On a cold day you have to wait for the infotainment system to fire up, then fiddle around with sliders and menus. If you want to adjust the radio volume urgently, you have to mess about with the unresponsive touch-sensitive slider on the steering wheel. The same slider that you can sometimes accidentally touch with your hand when you’re turning the wheel.

If you can live with the above, then stick with this, because the Cupra Born has a lot going for it.

CUPRA Born

About the same size as a VW Golf, the Born has the edge on the ID.3 in the looks department. It has a lower, more athletic stance, with an aggressive front end featuring an inwardly sloping bonnet and large honeycomb vent below.

The rear gets a meaty diffuser, spoiler and distinctive taillight design, while Cupra’s trademark copper-coloured design flourishes adorn the car throughout.

Inside, the Born gets a digital driver’s cluster with side-mounted drive-mode selector, just like the ID.3. However, the cabin overall gets a darker look with a flat-bottomed sports steering wheel.

CUPRA Born

There are more copper accents and stitching throughout the interior, such as the air vents, door handles, centre console and sports seats. Oh, and the driving position is excellent, especially if you prefer to sit lower in the cabin (a rarity in an EV).

The Cupra Born range starts at £34,715 and at launch there was a choice of three batteries (45kWh, 58kWh and 77kWh) which power a single electric motor that drives the rear wheels.

That said, only the two more powerful versions are currently marketed. The 58kWh is available with either 201bhp or 228bhp (there’s also a 228bhp with e-Boost), while the 77kWh only comes with e-Boost.

CUPRA Born

The Born can be charged overnight by a home wallbox, but if you can hook it up to a 120kW rapid connection, 5-80% will take just 35 minutes.

There are three levels of trim (V1, V2 and V3) and we tested the 58kWh Cupra Born V2 with e-Boost, which temporarily increases power to 228bhp.
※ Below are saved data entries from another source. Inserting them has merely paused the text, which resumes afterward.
PR #1123, opened 2025-03-27
Add resource identity to Move RPC

rainkwan:
Draft

### DIFF
--- a/internal/fwserver/server_moveresourcestate.go
+++ b/internal/fwserver/server_moveresourcestate.go
@@ -65,14 +65,23 @@ type MoveResourceStateRequest struct {
 	// TargetTypeName is the type name of the target resource as given by
 	// Terraform across the protocol.
 	TargetTypeName string
+
+	// SourceIdentity is the identity of the source resource.
+	//
+	// Only the underlying JSON field is populated.
+	SourceIdentity *tfprotov6.RawState
+
+	// SourceIdentitySchemaVersion is the version of the source resource state.
+	SourceIdentitySchemaVersion int64
 }
 
 // MoveResourceStateResponse is the framework server response for the
 // MoveResourceState RPC.
 type MoveResourceStateResponse struct {
-	Diagnostics   diag.Diagnostics
-	TargetPrivate *privatestate.Data
-	TargetState   *tfsdk.State
+	Diagnostics    diag.Diagnostics
+	TargetPrivate  *privatestate.Data
+	TargetState    *tfsdk.State
+	TargetIdentity *tfsdk.ResourceIdentity
 }
 
 // MoveResourceState implements the framework server MoveResourceState RPC.
@@ -125,17 +134,24 @@ func (s *Server) MoveResourceState(ctx context.Context, req *MoveResourceStateRe
 
 	for _, resourceStateMover := range resourceStateMovers {
 		moveStateReq := resource.MoveStateRequest{
-			SourcePrivate:         sourcePrivate,
-			SourceProviderAddress: req.SourceProviderAddress,
-			SourceRawState:        req.SourceRawState,
-			SourceSchemaVersion:   req.SourceSchemaVersion,
-			SourceTypeName:        req.SourceTypeName,
+			SourcePrivate:               sourcePrivate,
+			SourceProviderAddress:       req.SourceProviderAddress,
+			SourceRawState:              req.SourceRawState,
+			SourceSchemaVersion:         req.SourceSchemaVersion,
+			SourceTypeName:              req.SourceTypeName,
+			SourceIdentity:              req.SourceIdentity,
+			SourceIdentitySchemaVersion: req.SourceIdentitySchemaVersion,
 		}
 		moveStateResp := resource.MoveStateResponse{
 			TargetPrivate: privatestate.EmptyProviderData(ctx),
 			TargetState: tfsdk.State{
 				Schema: req.TargetResourceSchema,
 				Raw:    tftypes.NewValue(req.TargetResourceSchema.Type().TerraformType(ctx), nil),
+			},
+			// TODO: See if we need to change this to identity
+			TargetIdentity: &tfsdk.ResourceIdentity{
+				Raw:    tftypes.NewValue(req.TargetResourceSchema.Type().TerraformType(ctx), nil),
+				Schema: req.TargetResourceSchema,
 			},
 		}
 
@@ -237,6 +253,8 @@ func (s *Server) MoveResourceState(ctx context.Context, req *MoveResourceStateRe
 			"Source Provider Address: "+req.SourceProviderAddress+"\n"+
 			"Source Resource Type: "+req.SourceTypeName+"\n"+
 			"Source Resource Schema Version: "+strconv.FormatInt(req.SourceSchemaVersion, 10)+"\n"+
-			"Target Resource Type: "+req.TargetTypeName,
+			"Target Resource Type: "+req.TargetTypeName, //+"\n"+
+		// "Source Identity Schema Version: "+strconv.FormatInt(req.SourceSchemaVersion, 10),
+
 	)
 }
--- a/resource/move_state.go
+++ b/resource/move_state.go
@@ -75,6 +75,14 @@ type MoveStateRequest struct {
 	// other request fields, to determine whether the request should be handled
 	// by this particular implementation.
 	SourceTypeName string
+
+	// SourceIdentity is the identity of the source resource.
+	//
+	// Only the underlying JSON field is populated.
+	SourceIdentity *tfprotov6.RawState
+
+	// SourceIdentitySchemaVersion is the version of the source resource state.
+	SourceIdentitySchemaVersion int64
 }
 
 // MoveStateResponse represents a response to a MoveStateRequest.
@@ -107,4 +115,7 @@ type MoveStateResponse struct {
 	// operation. This field is not pre-populated as it is up to implementations
 	// whether the source private data is relevant for the target resource.
 	TargetPrivate *privatestate.ProviderData
+
+	// TargetIdentity is the identity of the target resource.
+	TargetIdentity *tfsdk.ResourceIdentity
 }
--- a/internal/fromproto5/moveresourcestate.go
+++ b/internal/fromproto5/moveresourcestate.go
@@ -38,14 +38,15 @@ func MoveResourceStateRequest(ctx context.Context, proto5 *tfprotov5.MoveResourc
 	}
 
 	fw := &fwserver.MoveResourceStateRequest{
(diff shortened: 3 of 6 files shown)


internal/toproto5/resource_identity.go
```diff
@@ -14,7 +14,7 @@ import (
 
 // ResourceIdentity returns the *tfprotov5.ResourceIdentityData for a *tfsdk.ResourceIdentity.
 func ResourceIdentity(ctx context.Context, fw *tfsdk.ResourceIdentity) (*tfprotov5.ResourceIdentityData, diag.Diagnostics) {
-	if fw == nil {
+	if fw == nil || fw.Schema == nil {
```
austinvalle, line 17: Is this something you ran into specifically? I would expect this to never happen 🤔

resource/move_state.go
```diff
@@ -75,6 +75,14 @@ type MoveStateRequest struct {
 	// other request fields, to determine whether the request should be handled
 	// by this particular implementation.
 	SourceTypeName string
+
+	// SourceIdentity is the identity of the source resource.
+	//
+	// Only the underlying JSON field is populated.
+	SourceIdentity *tfprotov6.RawState
+
+	// SourceIdentitySchemaVersion is the version of the source resource state.
```
austinvalle, line 84:
```suggestion
	// SourceIdentitySchemaVersion is the version of the source resource identity.
```

austinvalle (commented):
Overall everything is looking good! I had a couple questions/nits

internal/fwserver/server_moveresourcestate.go
```diff
@@ -237,6 +271,8 @@ func (s *Server) MoveResourceState(ctx context.Context, req *MoveResourceStateRe
 			"Source Provider Address: "+req.SourceProviderAddress+"\n"+
 			"Source Resource Type: "+req.SourceTypeName+"\n"+
 			"Source Resource Schema Version: "+strconv.FormatInt(req.SourceSchemaVersion, 10)+"\n"+
-			"Target Resource Type: "+req.TargetTypeName,
+			"Target Resource Type: "+req.TargetTypeName, //+"\n"+
+		// "Source Identity Schema Version: "+strconv.FormatInt(req.SourceSchemaVersion, 10),
```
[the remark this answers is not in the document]
rainkwan: Yeah, I think I will omit returning a diagnostic here for now to avoid confusion and opt for the more specific functionality for that later if needed as we discussed

internal/fwserver/server_moveresourcestate_test.go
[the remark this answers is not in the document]
rainkwan: Added the test here 

https://github.com/hashicorp/terraform-plugin-framework/pull/1123/files#diff-599c61942d4492eedc1e197f8fd0cb49150b360ca7fc4b6939815ab637cc6eb8R930-R968 

But when calling `resp.Diagnostics.Append(resp.TargetIdentity.SetAttribute(ctx, path.Root("test_id"), "should-not-be-set")...)` it triggers a nil pointer panic in `SetAttribute` when calling `s.data()`

So I had to move the error checking there in order to prevent the nil pointer but not sure if that was the best way to handle it. It felt like leaving it as a nil pointer error was bad.

https://github.com/hashicorp/terraform-plugin-framework/pull/1123/files#diff-3c465cc799700a6886a2a6a7b400ba25ec775308952e85c0c155405ff8078b17R72-R81

tfsdk/resource_identity.go
```diff
@@ -70,6 +69,16 @@ func (s *ResourceIdentity) Set(ctx context.Context, val interface{}) diag.Diagno
...
 // Lists can only have the next element added according to the current length.
 func (s *ResourceIdentity) SetAttribute(ctx context.Context, path path.Path, val interface{}) diag.Diagnostics {
+	// If s is nil, then calling s.data triggers a nil pointer error so we return the error diag here
+	if s == nil {
+		return diag.Diagnostics{
+			diag.NewErrorDiagnostic(
+				"Unexpected Move State Response",
+				"An unexpected error was encountered when creating the move state response. Identity data was returned by the provider move state operation, but the resource does not indicate identity support.\n\n"+
+					"This is always a problem with the provider and should be reported to the provider developer."),
+		}
```
austinvalle, line 79: I think this is a good idea in combination with the other suggestions I left, especially since resource identity frequently uses pointers. My only notes would be to adjust the message and add similar errors to the other methods on `tfsdk.ResourceIdentity`! `Get`, `GetAttribute`, `PathMatches`, `Set` and `SetAttribute`

```suggestion
		return diag.Diagnostics{
			diag.NewErrorDiagnostic(
				"Missing Identity Definition",
				"An unexpected error was encountered when attempting to set a resource identity attribute. The resource does not indicate support via a resource identity schema.\n\n"+
					"This is always a problem with the provider and should be reported to the provider developer."),
		}
```

internal/fwserver/server_moveresourcestate.go
austinvalle, line 1: I still think we need to keep this logic from line 228
```go
if resp.TargetIdentity != nil && req.IdentitySchema == nil {
    resp.Diagnostics.AddError(
        "Unexpected Move State Response",
        "An unexpected error was encountered when creating the move state response. New identity data was returned by the provider move state operation, but the resource does not indicate identity support.\n\n"+
            "This is always a problem with the provider and should be reported to the provider developer.",
    )

    return
}
```

It's possible to just create a valid `tfsdk.ResourceIdentity`, which we can't send back to Terraform if the resource doesn't support identity ([example](https://github.com/hashicorp/terraform-plugin-framework/blob/b25d4c2c6651dab7b3903669219ec84ad723e1b4/internal/fwserver/server_readresource_test.go#L670-L674)):
```go
resp.TargetIdentity = &tfsdk.ResourceIdentity{
	Raw: tftypes.NewValue(testIdentitySchemaType, map[string]tftypes.Value{
		"test_id": tftypes.NewValue(tftypes.String, "new-id-123"),
	}),
	Schema: testIdentitySchema,
}
```

internal/fwserver/server_moveresourcestate_test.go
```diff
@@ -812,6 +824,148 @@ func TestServerMoveResourceState(t *testing.T) {
...
+					"id":                 "test-id-value",
+					"required_attribute": true,
+				}),
+				TargetResource: &testprovider.ResourceWithMoveState{
+					MoveStateMethod: func(ctx context.Context) []resource.StateMover {
+						return []resource.StateMover{
+							{
+								StateMover: func(_ context.Context, req resource.MoveStateRequest, resp *resource.MoveStateResponse) {
+									// Try to set TargetIdentity even though req.IdentitySchema is nil
+									resp.Diagnostics.Append(resp.TargetIdentity.SetAttribute(ctx, path.Root("test_id"), "should-not-be-set")...)
```
austinvalle, line 945: This is the scenario we're trying to prevent, if I do this it'll send back identity data to Terraform despite us not "announcing" an identity schema 🙂:

```suggestion
									// This resource doesn't indicate identity support (via a schema), so this should raise a diagnostic.
									resp.TargetIdentity = &tfsdk.ResourceIdentity{
										Raw: tftypes.NewValue(testIdentitySchema.Type().TerraformType(ctx), map[string]tftypes.Value{
											"test_id": tftypes.NewValue(tftypes.String, "should-not-be-set"),
										}),
										Schema: testIdentitySchema,
									}
```

internal/fwserver/server_moveresourcestate_test.go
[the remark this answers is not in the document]
austinvalle: Ah I see the confusion! We want `resp.TargetIdentity` to be `nil` because in this scenario/test, the resource doesn't actually support identity, so we don't want to populate that data with anything. Providers shouldn't be setting it at all.

I left some comments elsewhere to try and illustrate what I'm talking about since with this approach it's still possible for provider developers to return identity data when the resource doesn't support it.

internal/fwserver/server_moveresourcestate_test.go
rainkwan: This doesn't raise a diagnostic, should it?

austinvalle: Yeah it should be raising a diagnostic, it looks like the check being on line 228 was too early because `resp.TargetIdentity` is not set at that point (it's at `moveStateResp.TargetIdentity` when it comes back from your provider code that sets it).

Other RPCs just immediately set `resp.Identity` after the RPC, but if you want to move that piece of logic down lower we can also do that!

I'll make a comment suggestion 👍🏻

internal/fwserver/server_moveresourcestate.go
```diff
@@ -205,6 +226,16 @@ func (s *Server) MoveResourceState(ctx context.Context, req *MoveResourceStateRe
...
+		if resp.TargetIdentity != nil && req.IdentitySchema == nil {
+			resp.Diagnostics.AddError(
+				"Unexpected Move State Response",
+				"An unexpected error was encountered when creating the move state response. New identity data was returned by the provider move state operation, but the resource does not indicate identity support.\n\n"+
+					"This is always a problem with the provider and should be reported to the provider developer.",
+			)
+
+			return
+		}
+
```
austinvalle, line 238: `resp.TargetIdentity` hasn't been set yet in this code path, so it'll always be nil.

```suggestion
```

internal/fwserver/server_moveresourcestate.go
```diff
@@ -221,6 +252,9 @@ func (s *Server) MoveResourceState(ctx context.Context, req *MoveResourceStateRe
 		if !moveStateResp.TargetState.Raw.Equal(tftypes.NewValue(req.TargetResourceSchema.Type().TerraformType(ctx), nil)) {
 			resp.Diagnostics = moveStateResp.Diagnostics
 			resp.TargetState = &moveStateResp.TargetState
+			if moveStateResp.TargetIdentity != nil {
+				resp.TargetIdentity = moveStateResp.TargetIdentity
+			}
```
austinvalle, line 257: We can check the identity here! (you can also check it above by just using `moveStateResp.TargetIdentity`, doesn't matter which 🤷🏻 

```suggestion
			if moveStateResp.TargetIdentity != nil {
				resp.TargetIdentity = moveStateResp.TargetIdentity
			}

			if resp.TargetIdentity != nil && req.IdentitySchema == nil {
				resp.Diagnostics.AddError(
					"Unexpected Move State Response",
					"An unexpected error was encountered when creating the move state response. New identity data was returned by the provider move state operation, but the resource does not indicate identity support.\n\n"+
						"This is always a problem with the provider and should be reported to the provider developer.",
				)

				return
			}
```

austinvalle: Once you update this your test should show diagnostics 👍🏻

austinvalle (approved):
🎉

On paper, my test car had a range of up to 260 miles (closer to 220 miles in real world driving) with 0-62mph acceleration of 6.6 seconds (compared to the regular version’s 7.3 seconds).

CUPRA Born

The Born may have the looks of an EV hot hatch, but the reality is that it’s a little sharper than the sensible ID.3, but there’s no hiding its 1.8-tonne weight.

Yes, it’s fast off the line and fun to drive, but it can become unsettled if you hustle it in more challenging corners. What’s more, the suspension set-up is on the stiff side, so it’s worth test driving the Born on rougher roads too.

That said, the steering is quick and responsive, there’s plenty of traction when launching, grip in corners is good, and the sports seats are suitably supportive.

CUPRA Born

You can switch between various drive modes (Range, Comfort, Individual and Cupra) which change the response of the accelerator pedal and you can alter the amount of regenerative braking.

Oh, and the e-Boost button is fun, delivering instant performance at the push of a button on the steering wheel.

Ultimately, for me, the Cupra Born is no hot hatch in the traditional internal combustion engine sense and there’s still space in the market for an electric hatchback with the dynamism of a well sorted Golf R, Focus ST or Civic Type R.

CUPRA Born

So, there you have it – and I haven’t even mentioned the generous rear passenger space and the 1,267 litres of load space if  you flip the back seats, or the maximum five-star Euro NCAP safety rating, or the generous equipment levels.

Verdict: More sporty family hatchback than hot hatch, the Cupra Born is a welcome addition to an EV sector dominated by SUVs. Fun to drive, practical and with a decent range, it’s an excellent choice (if you can live with the irritating infotainment tech).

Cupra UK

CUPRA Born

Kia EV6 crowned Car of the Year

Gareth Herincx

3 days ago
Auto News

Kia EV6 - Car of the Year

The game-changing Kia EV6 has been named Europe’s top car at a ceremony in Geneva, Switzerland.

Already widely acclaimed, the electric vehicle beat seven other cars that had made it to the final round of the contest.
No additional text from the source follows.